PR #117, opened 2024-01-05
Fix/multiple choice format

saattrupdan:
This fixes a few things related to the multiple choice format of MMLU, ARC and HellaSwag:

1. Newlines are preserved, to separate the options properly.
2. Made the option letters lower case in the prompt, as the answers are automatically lower cased - this is to maintain consistency between the prompt and the label.


AJDERS (approved):
LGTM!

PR #4, opened 2020-03-16
typo Ed25519verify -> Ed25519Verify

shaih:


stechu:
Thanks for the fix @shaih!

◆ Your objective:
The records above are to be repeated in full, word for word.

◆ Reply to the exercise:
PR #117, opened 2024-01-05
Fix/multiple choice format

saattrupdan:
This fixes a few things related to the multiple choice format of MMLU, ARC and HellaSwag:

1. Newlines are preserved, to separate the options properly.
2. Made the option letters lower case in the prompt, as the answers are automatically lower cased - this is to maintain consistency between the prompt and the label.


AJDERS (approved):
LGTM!

PR #4, opened 2020-03-16
typo Ed25519verify -> Ed25519Verify

shaih:


stechu:
Thanks for the fix @shaih!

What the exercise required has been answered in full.